11.6 - Further Examples

Example 11-7: Male Foot Length and Height Data Section

First, let us consider a dataset where y = foot length (cm) and x = height (in) for n = 33 male students in a statistics class (Height Foot data set).

scatterplot of foot vs height

There is a clear outlier with values (\(x_i\) , \(y_i\)) = (84, 27). If that data point is deleted from the dataset, the estimated equation, using the other 32 data points, is \(\hat{y}_i = 0.253 + 0.384x_i\). For the deleted observation, \(x_i\) = 84, so

\(\hat{y}_{i(i)}= 0.253 + 0.384(84) = 32.5093\)

The (unstandardized) deleted residual is

\(d_i=y_i-\hat{y}_{i(i)}= 27 − 32.5093 = −5.5093\)

The usual sample residual will be smaller in absolute size because the outlier will pull the line toward itself. With all data points used, \(\hat{y}_i = 10.936+0.2344x_i\). At \(x_i\) = 84, \(\hat{y}_i = 30.5447\) and \(e_i\) = 27 − 30.5447 = −3.5447.

The difference between the two predicted values computed for the outlier is:

unstandardized \(DFFITS = \hat{y}_i -\hat{y}_{i(i)}= 30.5447 − 32.5093 = −1.9646\).

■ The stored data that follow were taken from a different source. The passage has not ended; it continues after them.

PR #39, opened 2016-10-08
Boost maintainability

TonyPythoneer:
Hi @pleerock 

There it can use `spread` feature with options when properties of options are undefined, it can set a default value.

So, I improved the code, it will look clear.


pleerock:
Hello @TonyPythoneer and thank you for your PR. I don't think this PR brings improvements into exist code. Spread operator is good and sometimes can be really useful, but I don't think in this case. The result code is much more hardly to understand, and this is a big problem, especially in opensource where everyone is reading other's code

TonyPythoneer:
I understand. Close.

PR #48, opened 2016-11-16
missing "typings" in package.json file

aliai:
this is required for typescript to find and resolve the module and its typings :)

https://www.typescriptlang.org/docs/handbook/declaration-files/publishing.html

### DIFF
--- a/package.json
+++ b/package.json
@@ -68,5 +68,6 @@
   },
   "scripts": {
     "test": "gulp tests"
-  }
+  },
+  "typings": "index.d.ts"
 }


pleerock:
thank you for this PR. But isnt it "index.d.ts" by default when you dont specify a "main" at all?

aliai:
Well, the `main` is present, the `typings` was missing. I suppose it used to work without `typings`, but I am not entirely sure. They moved away from `typings` package management from TypeScript 2.0 if I am not mistaken, and introduced this gem as an alternative. We are using TypeScript 2.0.10 now and it complains that it cannot find the module, but after manually adding this line to the `package.json` it worked flawlessly :)

not sure why Travis is failing :(

Thanks for the great work btw!

pleerock:
sorry my bad looks like I completely forgot about this PR, just saw it still hangs here. Apologies again!

aliai:
thanks mate :)

PR #390, opened 2026-04-17
fix: Persisted serve sessions omit the effective system prompt

sam-saffron-jarvis:
## What

Persist the effective serve runtime system prompt whenever it is injected into a run.

This updates the runtime snapshot builders so the injected system message is included in in-memory history, the initial persisted snapshot, and the final persisted session snapshot. It also adds a regression test covering persisted serve sessions.

## Why

Serve runs already prepend `rt.systemPrompt` to the request when history and input do not contain a system message, but persisted session snapshots previously omitted that injected message. After eviction, restart, export, or later prompt/config changes, the restored session could continue under different instructions than the ones that originally governed the conversation.


SamSaffron:

PR #391, opened 2026-04-17
fix: Partial streamed assistant output is lost on agentic-loop stream errors

sam-saffron-jarvis:
## What

Persist partial assistant output from the agentic loop before returning stream errors.

This adds a small error-path callback in `internal/llm/engine.go` so already-streamed assistant text/reasoning is saved when `stream.Recv()` fails or when the provider emits an `EventError` mid-turn. If tool calls were already collected, the partial assistant message is sent through the response callback; otherwise it goes through the turn callback, matching existing persistence behavior as closely as possible.

Also adds regression coverage for both a raw `Recv` error and an `EventError` after partial output.

## Why

Today users can see partial assistant output in the UI, but if the agentic stream errors before normal turn completion that partial message is never persisted. That makes resumes, reconnects, and stored transcripts diverge from what was actually shown.


SamSaffron:

PR #393, opened 2026-04-18
fix(web): avoid duplicate effort label in header

sam-saffron-jarvis:
## What

Stop the web UI header from rendering a duplicate reasoning-effort badge when the selected model name already includes the same effort tier.

Example: `gpt-5.4-medium · medium` now renders as just `gpt-5.4-medium`.

## Why

The header is meant to be a compact status line. Showing the same tier twice is noisy and looks broken.

## Tests

- `node internal/serveui/static/app_stream_test.js`
- `node internal/serveui/static/app_core_test.js`
- `go build ./...`
- `go test ./...`

### DIFF
--- a/internal/serveui/static/app-core.js
+++ b/internal/serveui/static/app-core.js
@@ -395,6 +395,15 @@ const escapeHTML = (str) => {
   return div.innerHTML;
 };
 
+const normalizeHeaderStatToken = (value) => String(value || '').trim().toLowerCase();
+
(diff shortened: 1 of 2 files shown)


SamSaffron:
Superseded by existing `splitHeaderModelEffort` logic on main (internal/serveui/static/app-core.js:398), which already strips the duplicate effort suffix from the model name. The header now renders `gpt-5.4-medium · medium` as `gpt-5.4 · medium` via the existing path, making this change redundant. Closing as obsolete.

PR #400, opened 2026-04-18
fix: Claude CLI conversation state survives resets and leaks old history into new chats

sam-saffron-jarvis:
## What

Add a `ResetConversation()` hook to `ClaudeBinProvider` that clears the persisted Claude CLI resume state (`sessionID` and `messagesSent`) so fresh conversations do not reuse the previous Claude session. Also add a regression test covering the reset behavior.

## Why

`Engine.ResetConversation()` already forwards resets to providers that implement a reset hook, but `ClaudeBinProvider` was not implementing one even though it caches resume state across turns. That let supposedly fresh conversations keep resuming the old Claude CLI session, skip re-sending the full prompt/system instructions, and leak stale context into new chats.

### DIFF
--- a/internal/llm/claude_bin.go
+++ b/internal/llm/claude_bin.go
@@ -204,6 +204,13 @@ func (p *ClaudeBinProvider) SetToolExecutor(executor func(ctx context.Context, n
 	}
 }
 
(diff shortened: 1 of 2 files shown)


SamSaffron:

PR #401, opened 2026-04-18
fix: Telegram history carryover can reload huge image payloads despite a tiny carryover budget

sam-saffron-jarvis:
## What

- sanitize restored Telegram carryover history before storing it in `sess.history`
- replace carried-over user image parts with the existing `[image uploaded]` placeholder text
- strip image payloads from carried-over tool results while preserving the tool result structure/IDs
- add a regression test covering restored user-image and tool-result history with large image payloads

## Why

`restoreHistoryFromDB` chose the carryover suffix using placeholder text, but then restored the original `llm.Message` objects. That let a tiny `[image uploaded]` placeholder sneak megabytes of base64 image data back into memory and subsequent model requests after a restart or idle reset.

This keeps the carryover budget aligned with what is actually restored, while preserving enough structure for follow-up turns.

Note: `go test ./...` still reports an existing unrelated failure in `internal/serveui` (`TestStaticAssetsSupportEffortDropdown`).

### DIFF
--- a/internal/serve/telegram.go
+++ b/internal/serve/telegram.go
@@ -586,7 +586,7 @@ func (m *telegramSessionMgr) restoreHistoryFromDB(ctx context.Context, chatID in
 			all = append(all, msg.ToLLMMessage())
 		}
 
-		history := tailMessages(all, maxChars)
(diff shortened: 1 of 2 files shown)


SamSaffron:

PR #402, opened 2026-04-18
fix: Tool-reported file paths are blindly republished as web-accessible files

sam-saffron-jarvis:
## What

- stop `ensureImageServeable` from copying arbitrary tool-reported image paths into the web-served image directory
- tighten `ensureFileServeable` so it only republishes files already inside the configured files dir or the configured image output dir
- canonicalize paths with symlink resolution before validating containment, and add regression coverage for rejected external paths plus the allowed image-output-dir copy path

## Why

Tool results should not be able to turn an arbitrary readable host path into a `/files` or `/images` URL. This change closes that local-file disclosure path while preserving the intended serve flow for generated images that originate from the configured image output directory.

Note: `go build ./...` passes. `go test ./...` still hits a pre-existing unrelated failure in `internal/serveui` (`TestStaticAssetsSupportEffortDropdown`).

### DIFF
--- a/cmd/serve_handlers.go
+++ b/cmd/serve_handlers.go
@@ -199,6 +199,46 @@ func serveRoutePath(baseRoute, baseDir, servedPath string) string {
 	return baseRoute + filepath.ToSlash(relPath)
 }
 
+func canonicalizeServeExistingPath(p string) (string, error) {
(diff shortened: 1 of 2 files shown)


SamSaffron:

PR #403, opened 2026-04-18
fix: Claude multimodal support leaks temporary image files indefinitely

sam-saffron-jarvis:
## What

Track Claude CLI temp image files created from multimodal prompt/tool-result data and remove them when the turn or provider session finishes.

## Why

Without cleanup, every uploaded image or tool-result image materialized into `/tmp` is leaked indefinitely. Repeated multimodal use can eventually exhaust disk space and break later requests.


SamSaffron:

PR #442, opened 2026-04-23
fix: use errors.Is for EOF checks in readSSELine to handle wrapped errors

sam-saffron-jarvis:
## What

Use `errors.Is()` instead of `==` when checking for `io.EOF` and `io.ErrUnexpectedEOF` in `readSSELine` (`internal/llm/openai_compat.go`).

## Why

Go's `net/http` chunked transfer decoder can return `io.ErrUnexpectedEOF` wrapped inside another error (e.g. via `fmt.Errorf("...: %w", io.ErrUnexpectedEOF)`). The direct `==` comparison fails for wrapped errors, so the error escaped `readSSELine` as a non-nil `err` return and was formatted into:

```
Qwen36local streaming error: unexpected EOF
```

This caused the stream to abort with an error instead of being treated as a clean end-of-stream — even when the local model server had finished sending all its data and simply closed the connection.

## How

- Added `"errors"` import to `openai_compat.go`
- Changed `err == io.EOF || err == io.ErrUnexpectedEOF` → `errors.Is(err, io.EOF) || errors.Is(err, io.ErrUnexpectedEOF)`

All existing tests pass.

### DIFF
--- a/internal/llm/openai_compat.go
+++ b/internal/llm/openai_compat.go
@@ -331,7 +331,7 @@ func (p *OpenAICompatProvider) ListModels(ctx context.Context) ([]ModelInfo, err
 func readSSELine(reader *bufio.Reader) (line string, eof bool, err error) {
 	line, err = reader.ReadString('\n')
 	if err != nil {
-		if err == io.EOF {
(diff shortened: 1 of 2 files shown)


SamSaffron:

PR #445, opened 2026-04-24
fix: use 127.0.0.1 instead of localhost for Ollama default URL

sam-saffron-jarvis:
## What

Replace `http://localhost:11434` with `http://127.0.0.1:11434` as the default Ollama base URL in three places:

- `internal/llm/ollama.go` — `ollamaChatDefaultBaseURL` constant
- `internal/config/config.go` — default value for `embed.ollama.base_url`
- `internal/embedding/provider.go` — fallback in the embedding provider factory

## Why

On Linux (and other dual-stack systems), Go's DNS resolver resolves `localhost` to the IPv6 address `::1` before falling back to `127.0.0.1`. Ollama's default listener binds to `0.0.0.0:11434` (IPv4 only on many installs), so connections to `[::1]:11434` are refused even when Ollama is running fine.

Live session error:
```
dial tcp [::1]:11434: connect: connection refused
```

Using the explicit IPv4 loopback `127.0.0.1` bypasses the IPv6 resolution entirely and connects directly to where Ollama is listening.

## How

Minimal constant/default change — no logic altered. All existing tests pass.

### DIFF
--- a/internal/config/config.go
+++ b/internal/config/config.go
@@ -401,7 +401,7 @@ type EmbedVoyageConfig struct {
 
 // EmbedOllamaConfig configures Ollama embedding generation
 type EmbedOllamaConfig struct {
-	BaseURL string `mapstructure:"base_url"` // default: http://localhost:11434
+	BaseURL string `mapstructure:"base_url"` // default: http://127.0.0.1:11434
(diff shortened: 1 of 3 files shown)


SamSaffron:

PR #448, opened 2026-04-24
fix: OpenAI-compatible SSE parser treats malformed/truncated final chunks as success

sam-saffron-jarvis:
## What

- treat invalid JSON `data:` chunks in the OpenAI-compatible chat/completions SSE stream as terminal errors instead of skipping or breaking successfully
- add a regression test covering a malformed final chunk after partial tool-call state has been accumulated

## Why

A truncated or malformed final SSE chunk could previously fall through as a successful completion, emit `EventDone`, and flush partial tool calls with arguments degraded to `{}`. Returning an error preserves partial output already received while preventing incomplete tool calls and false success on broken streams.


SamSaffron:

PR #625, opened 2026-05-12
fix: Every shell/custom tool teardown scans the entire /proc tree

sam-saffron-jarvis:
## What

Avoid the host-wide `/proc` scan on every shell/custom tool teardown.

This change keeps the existing process-group kill, but only falls back to `killTaggedDescendants` when it is actually needed:
- the command was cancelled/timed out, or
- a lightweight `/proc/<pid>/task/<pid>/children` monitor observed a descendant escape the tool's process group while the command was running.

It also adds tests covering the fast path and the cancellation path.

## Why

`shell`, `custom_tool`, and `run_agent_script` all sit on a hot execution path. Before this fix, even tiny commands always paid for a full `/proc` walk plus reads of every process's `environ` during cleanup.

On busy hosts that adds avoidable latency proportional to total system process count rather than the work the tool actually did. The new behavior preserves the leaked-descendant cleanup fallback for real escape cases while removing that overhead from normal command completions.

### DIFF
--- a/internal/tools/exec_helpers.go
+++ b/internal/tools/exec_helpers.go
@@ -10,6 +10,7 @@ import (
 	"path/filepath"
 	"strconv"
 	"strings"
+	"sync/atomic"
 	"syscall"
 	"time"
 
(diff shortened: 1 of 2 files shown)


SamSaffron:
Closing without integrating as-is. The optimization is attractive, but skipping the nonce /proc scan on successful commands can miss fast escaped descendants (for example double-fork or setsid races) and regress the tool cleanup guarantee. Keeping the conservative cleanup behavior for now.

A dot plot of Cook’s \(D_i\) values for the male foot length and height data is below:

Dotplot of Cook's D values

Note the outlier from earlier is the large value way to the right. The one large value of Cook’s \(D_i\) is for the point that is the outlier in the original data set. The interpretation is that the inclusion (or deletion) of this point will have a large influence on the overall results (which we saw from the calculations earlier).

From the analysis we did on the residuals, one may justify deleting the data point (\(x_i\), \(y_i\)) = (84, 27) from the dataset. If you choose to take such a measure in practice, you need to always justify with some sort of residual analysis why you are deleting a data point.

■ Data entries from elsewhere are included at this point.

PR #626, opened 2026-05-12
fix: make stream adapter cancellation responsive

sam-saffron-jarvis:
## What

Make `ui.StreamAdapter.ProcessStream` use context-aware sends for every translated stream event. If the downstream event channel is full and the caller cancels the stream context, the adapter now exits and closes the event channel instead of staying blocked on a raw channel send.

## Why

The adapter intentionally applies backpressure to provider/tool streams, but raw `a.events <- ...` sends meant cancellation could not unblock the adapter once the UI/JSON consumer stopped draining the channel. In real sessions this can keep provider streaming and tool execution cleanup goroutines alive longer than necessary after an interrupt/disconnect.

## Evidence

Added `TestStreamAdapterCancellationUnblocksBlockedSend`, which fills a one-slot adapter buffer, cancels the context while the second event send is blocked, and asserts `ProcessStream` returns promptly.

Before the fix:

```text
--- FAIL: TestStreamAdapterCancellationUnblocksBlockedSend (0.25s)
    stream_adapter_test.go:200: ProcessStream did not return after context cancellation while blocked on send
```

After the fix:

```text
go test ./internal/ui -run TestStreamAdapterCancellationUnblocksBlockedSend -count=5
ok  github.com/samsaffron/term-llm/internal/ui  0.016s
```

Also verified:

```text
go build ./...
go test ./...
```

### DIFF
--- a/internal/ui/stream_adapter.go
+++ b/internal/ui/stream_adapter.go
@@ -65,35 +65,57 @@ func (a *StreamAdapter) Stats() *SessionStats {
 //
 //	go adapter.ProcessStream(ctx, stream)
 func (a *StreamAdapter) ProcessStream(ctx context.Context, stream llm.Stream) {
+	if ctx == nil {
+		ctx = context.Background()
+	}
 	defer close(a.events)
+
+	emit := func(event StreamEvent) bool {
+		if ctx.Err() != nil {
+			return false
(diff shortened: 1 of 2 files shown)


SamSaffron:

PR #627, opened 2026-05-12
perf: avoid redundant markdown normalization

sam-saffron-jarvis:
## What

- Avoid full input copies in the ANSI markdown renderer when tab normalization is configured but the input contains no tabs.
- Skip regex newline normalization and inline escape/entity decoding when the rendered/text fragments do not contain the relevant markers.
- Let the streaming markdown renderer pass its accumulated markdown buffer through without `bytes.ReplaceAll` when the stream has not seen tabs.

Example 11-8: Hospital Infection Data Section

Hospital bed

Below is a scatterplot for the Hospital Infection risk data.

fitted line plot

For this dataset, y = infection risk and x = average length of patient stay for n = 112 hospitals in the United States. A regression line is superimposed. Notice that there are two hospitals with extremely large values for the length of stay and that the infection risks for those two hospitals are not correspondingly large. This causes the sample regression line to tilt toward the outliers and apparently not have the correct slope for the bulk of the data.
Below is the “Unusual Observations” display that Minitab gave for this regression.

Fits and Diagnostics for Unusual Observations

Obs InfectRsk Fit SE Fit 95% CI Resid Std Resid Del Resid DFITS
2 1.600 4.045 0.117 (3.812, 4.277) -2.445 -2.15 -2.19 -0.225615 R  
40 1.300 3.802 0.137 (3.532, 4.073) -2.502 -2.21 -2.25 -0.270620 R  
47 6.500 7.988 0.585 (6.828, 9.148) -1.488 -1.52 -1.53 -0.909869   X
53 7.600 4.996 0.150 (4.699, 5.293) 2.604 2.30 2.35 0.310508 R  
54 7.800 5.238 0.179 (4.884, 5.592) 2.562 2.27 2.31 0.366190 R  
93 1.300 4.082 0.115 (3.853, 4.310) -2.782 -2.55 -2.50 -0.253571 R  
111 5.900 7.393 0.494 (6.415, 8.372) -1.493 -1.45 -1.46 -0.697504   X

Click the Results tab in the regression dialog and change “Basic tables” to “Expanded tables” to obtain the additional columns in this table."

Notice that two observations in this display are marked with an 'X'. These are the hospitals with the long average length of stay. Notice also that these two points do not have particularly large studentized residuals (which Minitab calls standardized residuals). This is because the line was "pulled" toward the observed y-values and so the studentized residuals are not overly large. Also, these two points do not have particularly large studentized deleted residuals ("Del Resid"). This is because deleted residuals only adjust for one observation being omitted from the model at a time. In this case, if Obs 47 is omitted, Obs 111 remains to "pull" the regression line towards its observed y-value. Similarly, if Obs 111 is omitted, Obs 47 remains to "pull" the regression line towards its observed y-value. Thus, the deleted residuals are unable to flag that these two observations are probably outliers.

There are five observations marked with an 'R' for "large (studentized) residual." This is about the right number for a sample of n = 112 (5% of 112 comes to 5.6 observations) and none of these studentized residuals are overly large (say, greater than 3 in absolute value). Thus, the two data points to the far right are probably the only ones we need to worry about.

The question here would be whether we should delete the two hospitals to the far right and continue to use a linear model or whether we should retain the hospitals and use a curved model. The justification for deletion might be that we could limit our analysis to hospitals for which length of stay is less than 14 days, so we have a well defined criterion for the dataset that we use.